New and modified modules:

```
tidal/src/
  testing/
    mod.rs              -- new: #[cfg(test)] test utilities module
    crash_injector.rs   -- new: CrashPoint enum, CrashInjector struct
  signals/checkpoint/
    meta.rs             -- modified: add BLAKE3 hash field to CheckpointMeta
    integrity.rs        -- new: BLAKE3 hash computation and verification
  wal/
    compaction.rs       -- new: post-checkpoint WAL segment compaction
  db/
    state_rebuild.rs    -- modified: BLAKE3 verification on restore, fallback path
    open.rs             -- modified: integrate compaction after periodic checkpoint

tidal/tests/
  m7_crash_property.rs  -- new: property tests for signal ledger crash points
  m7_crash_m6.rs        -- new: property tests for M6 state crash fencing
  m7_crash_invariant.rs -- new: hard negative crash invariant test

tidal/benches/
  recovery.rs           -- new: Criterion benchmark for cold-start recovery time
```

## Notes

### CrashPoint design philosophy

The `CrashPoint` enum is not a simulation framework.
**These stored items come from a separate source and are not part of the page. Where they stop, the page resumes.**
PR #644, opened 2020-08-31
Handle Index  message during resubscribe

alochbau-amzn:
**Description of changes:**

Receiving an index message during resubscription process
can result in track to attendee or stream to not return valid data.

Change VideoStreamIndex to keep and only update track based data
after a Subscribe Ack.  Other fields in the module can safely
be updated after every index message.

**Testing**
Created unit tests to simulate errors reported by customers and verified
fixes resolved the problem.
Made test calls using the serverless demos and verified video reception

Yes

Unit tests and manual calling


src/videostreamindex/DefaultVideoStreamIndex.ts
```diff
@@ -67,12 +74,23 @@ export default class DefaultVideoStreamIndex implements VideoStreamIndex {
     this.currentIndex = indexFrame;
     this.streamToAttendeeMap = null;
     this.streamToExternalUserIdMap = null;
-    this.ssrcToStreamMap = null;
+  }
+
+  integrateSubscribeFrame(): void {
+    // This is called just as a Subscribe is being sent.  Save corresponding Index
+    this.indexForSubscribe = this.currentIndex;
```
XHatan, line 81: is it possible that a track event comes late (or browser event loop is running late) and track event happens at the next negotiation, index frame is already overwritten ?

alochbau-amzn: I think it should be ok.  Track events only occur when a track is added or removed and occurs right after receiving the subscribeAck.  The mapping from stream to attendee will happen just as subscribeAck happens using the indexForSubscribe.  If for some reason the track event never comes, then a tile won't be added and I don't see an issue.  If it comes late, then it is using that mapping that was created when the subscribeAck happened.  I don't think an old one would ever come after a second subscribeAck.

src/videostreamindex/DefaultVideoStreamIndex.ts
```diff
@@ -277,24 +281,16 @@ export default class DefaultVideoStreamIndex implements VideoStreamIndex {
 
   streamIdForTrack(trackId: string): number {
```
simmkyu, line 282: All other getter APIs, modified in this PR, are called after `SubscribeAndReceiveSubscribeAckTask` completes. For example, after the "update" operation, the RTCPeerConnection track handler is calling `attendeeIdForTrack` to get the attendee ID. PR makes this attendee ID valid until the next subscribe ack.

But `streamIdForTrack` can be called before `SubscribeAndReceiveSubscribeAckTask`. Here's a stack trace:

1. The "update" operation always executes `AttachMediaInputTask` before `SubscribeAndReceiveSubscribeAckTask`.
2. `AttachMediaInputTask` calls `transceiverController.updateVideoTransceivers`.
3. `transceiverController.updateVideoTransceivers` calls `transceiverController.unsubscribeTransceivers`.
3. `transceiverController.unsubscribeTransceivers` calls this `streamIdForTrack` API.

It is a set of hooks at real write-path boundaries where `#[cfg(test)]` code can trigger a controlled panic or early return. The `CrashInjector` is configured per-test to fire at a specific point after N operations. This gives deterministic, reproducible crash scenarios without the complexity of process-level fault injection (which requires fork/exec and is brittle on macOS).
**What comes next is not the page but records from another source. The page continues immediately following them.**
Issue #381, opened 2015-11-13
Refine Tag Implementation


sdillingham:
- [x] Remove "is_featured" attribute from Tag model/Issues controller + view, plus outpost filters and forms
- [x] Add `tag_image` attribute (maybe just use asset ID field like we do in Bios?)
- [x] Add `tag_type` attribute with three values ("beat", "series", "keyword").
- [x] Add Outpost UI to support groupings of tags by type in the tag dropdown.
- [x] Delete "Issues" layout and have issues use "Ronin" layout
- [x] Add "parent entity" attribute to Tag model. Allow KPCC Programs to claim tags that belong to them.

Ravenstine:
Will `tag_type` be a required field or have a default value?

sdillingham:
Good question - it should be required for sure, and I think "Keyword" is the right default value. "Series" and "Beat" are tag types that have greater implications for the design and front-end experience, so I think Outpost users should have to be more intentional about selecting those.

Ravenstine:
`Add Outpost UI to support groupings of tags by type in the tag dropdown.`

I am trying to envision how this would be implemented.

The simplest solution I can think of is to add the grouping name between brackets `i.e [series] Higher Education` to the dropdown search so that a person can search by grouping and/or the name of the tag.  It would also let them see the grouping type along with each tag.

But I'm guessing we have something else in mind?  Maybe multiple columns?

sdillingham:
I think we keep it simple. Select2, the jQuery plugin Outpost depends on for its dropdown functionality, has the ability to transform <optgroup> collections in a standard <select> element and create headings out of them:

https://select2.github.io/examples.html#single

I think that's sufficient for an MVP.

Ravenstine:
:+1:

Ravenstine:
@sdillingham As far as programs having ownership of tags, do we need the ability to have tags belong to multiple shows or is it fine to just give tags a foreign key to a program(i.e. program has many tags, tag has one program)?

sdillingham:
I think @ewr had the idea to make this a polymorphic association so that we have an interface that any other model can use to be a parent entity for tags (correct me if I'm wrong). We'd start with KPCCPrograms, but we want the flexibility for other models to act as parent entities in the future. 

I'm in favor of tags only being able to have a single parent entity. I think things will get confusing if a series could belong to multiple parent entities, and I think it's unlikely that we'll need that capability.

Ravenstine:
[...]

PR #392, opened 2015-12-03
Refine tag implementation

Ravenstine:
#381

One part of this I think might need to be changed is the way that the `tag types` are implemented.  Initially, I went with just a string value but convinced myself that this needed to be a relation because of the way that simple_form creates the select field(which expects a collection of type objects that contain their respective tags).  But now that I've gotten to this point, I believe this is likely unnecessary since it doesn't seem like we are changing these types often(or at all?).  This would be a simple change, especially since that's how it worked in earlier commits.

While I added the ability to select a parent program from the Tag edit view, I also left the tag association selection in the Program edit view.  I'm not sure if we need to get rid of the latter, but we certainly could if that seems too hazardous.

I removed the `pry-byebug` gem because not only is it not necessary but it often slows down the development environment significantly.


Ravenstine:
@sdillingham @ewr Do you guys have an opinion on whether or not the tag groups should just be string fields or should be associative?  

The only reason I ask is because I ended up changing it to be associative to fulfill the way that simple_form creates grouped selects, even though it can be worked around.

`f.association :tags, as: :grouped_select, collection: TagType.all, group_method: :tags, input_html: { :multiple => true }`

sdillingham:
I'm not sure I see the benefit to tag type being its own model with an association. Why not use a constant like this:

https://github.com/SCPR/SCPRv4/blob/master/app/models/news_story.rb#L43-L55

sdillingham:
In general I don't want to make decisions about how we model data that are influenced by how things like simple_form behave.

Ravenstine:
Cool, I think I agree. :+1:

Ravenstine:
@sdillingham So I've made some changes based on my last question, and I've put the work up on staging.  I have also gotten rid of the tag selection in the KpccProgram edit view since it does seem better to just select the parent in the Tag view.

Ravenstine:
@sdillingham @ewr There's some peculiar behavior that's left me stumped.

On my machine, both the `tag_type` and `parent` fields save properly upon edit.

Yesterday, on Sean's machine, neither field would save.  No failure would occur; the values just don't persist.

On staging, for some weird reason, the migrations seemed to have run but the database still had an older field name for `tag_type` (which was `tag_type_id`).  A migration takes care of that name change but even when I rolled back and re-migrated, I'd get the same issue.  But I'm digressing a little, since that problem has been resolved.

Now that the code is now running on staging, the `tag_type` field never seems to persist, but the `parent` field seems to persist about 60% of the time.

I can't figure out why this would be, since the changes to make these features happen were adding the fields to the table, defining the columns in `Outpost::TagsController`, and using the form helpers in the view to create the right select tags.  The option tags in the select appear to have the correct values.

I'm not sure what's going on here.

The trade-off: we test the recovery logic, not the OS-level crash semantics. For OS-level crash safety (torn pages, partial fsync), we rely on the WAL's two-phase batch validation (BLAKE3 checksums) and Tantivy's segment merge model. Both have been proven correct in their respective upstream projects.

### BLAKE3 for checkpoint integrity

BLAKE3 is already a dependency (used for WAL batch checksums and signal event deduplication). Adding a 32-byte hash to `CheckpointMeta` costs nothing at write time (hashing 983 bytes takes ~200ns) and catches silent corruption on read. The fallback path (WAL-only replay) is already implemented -- it is the first-boot path. We simply reuse it when the checkpoint hash does not match.

### Recovery time target

The 30-second target is conservative. At current checkpoint format sizes (983 bytes per entity-signal entry), 1M entries is ~940MB of checkpoint data. fjall bulk-scan throughput is ~500MB/s on NVMe. The WAL replay overhead for 5 minutes of backlog at 1000 signals/sec is ~5000 events at 21 bytes each, which is negligible. The bottleneck will be DashMap insertion during restore. Sharding (16 shards default) should keep this under 10 seconds. The benchmark will tell us where we actually stand.

### WAL compaction safety

WAL compaction follows the write-new-then-delete-old pattern used by the existing `CheckpointManager::write()`. The invariant: at no point during compaction is there a state where both the checkpoint and the WAL segments covering those events are absent. If we crash during compaction, the worst case is that old segments survive and get replayed redundantly on the next open -- which is correct (the ledger's DashMap insert is idempotent for identical events).

## Done When

All 13 acceptance criteria above pass. `cargo test --manifest-path tidal/Cargo.toml` passes including the new `m7_crash_property`, `m7_crash_m6`, and `m7_crash_invariant` integration test suites. The `recovery` Criterion benchmark shows cold-start recovery < 30 seconds for 1M items + 5 minutes WAL backlog.